| RECORDED DATA |
============================================================
PR #397, opened 2016-06-11
Remove redundant variables

hogofwar:
Removed two redundant variables and just put their contents just where they are used.

### DIFF
--- a/src/command-line/reset.js
+++ b/src/command-line/reset.js
@@ -23,8 +23,7 @@ program
 				return;
 			}
 			var salt = bcrypt.genSaltSync(8);
-			var hash = bcrypt.hashSync(password, salt);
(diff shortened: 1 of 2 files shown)


src/command-line/reset.js
```diff
@@ -23,8 +23,7 @@ program
 				return;
 			}
 			var salt = bcrypt.genSaltSync(8);
-			var hash = bcrypt.hashSync(password, salt);
-			user.password = hash;
+			user.password = bcrypt.hashSync(password, salt);
```
maxpoulin64: Might as well get rid of the `salt` one while at it

hogofwar: Didn't want to take the change too far, but if it's wanted, sure.

PR #399, opened 2016-06-12
Rename package variable to pkg, as "package" is reserved.

hogofwar:


maxpoulin64:
It is indeed a reserved keyword, although it still works. Merging as that's just a variable name, so minor change.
============================================================
Every line above should be retyped exactly as given.

| YOUR RESPONSE |
PR #397, opened 2016-06-11
Remove redundant variables

hogofwar:
Removed two redundant variables and just put their contents just where they are used.

### DIFF
--- a/src/command-line/reset.js
+++ b/src/command-line/reset.js
@@ -23,8 +23,7 @@ program
 				return;
 			}
 			var salt = bcrypt.genSaltSync(8);
-			var hash = bcrypt.hashSync(password, salt);
(diff shortened: 1 of 2 files shown)


src/command-line/reset.js
```diff
@@ -23,8 +23,7 @@ program
 				return;
 			}
 			var salt = bcrypt.genSaltSync(8);
-			var hash = bcrypt.hashSync(password, salt);
-			user.password = hash;
+			user.password = bcrypt.hashSync(password, salt);
```
maxpoulin64: Might as well get rid of the `salt` one while at it

hogofwar: Didn't want to take the change too far, but if it's wanted, sure.

PR #399, opened 2016-06-12
Rename package variable to pkg, as "package" is reserved.

hogofwar:


maxpoulin64:
It is indeed a reserved keyword, although it still works. Merging as that's just a variable name, so minor change.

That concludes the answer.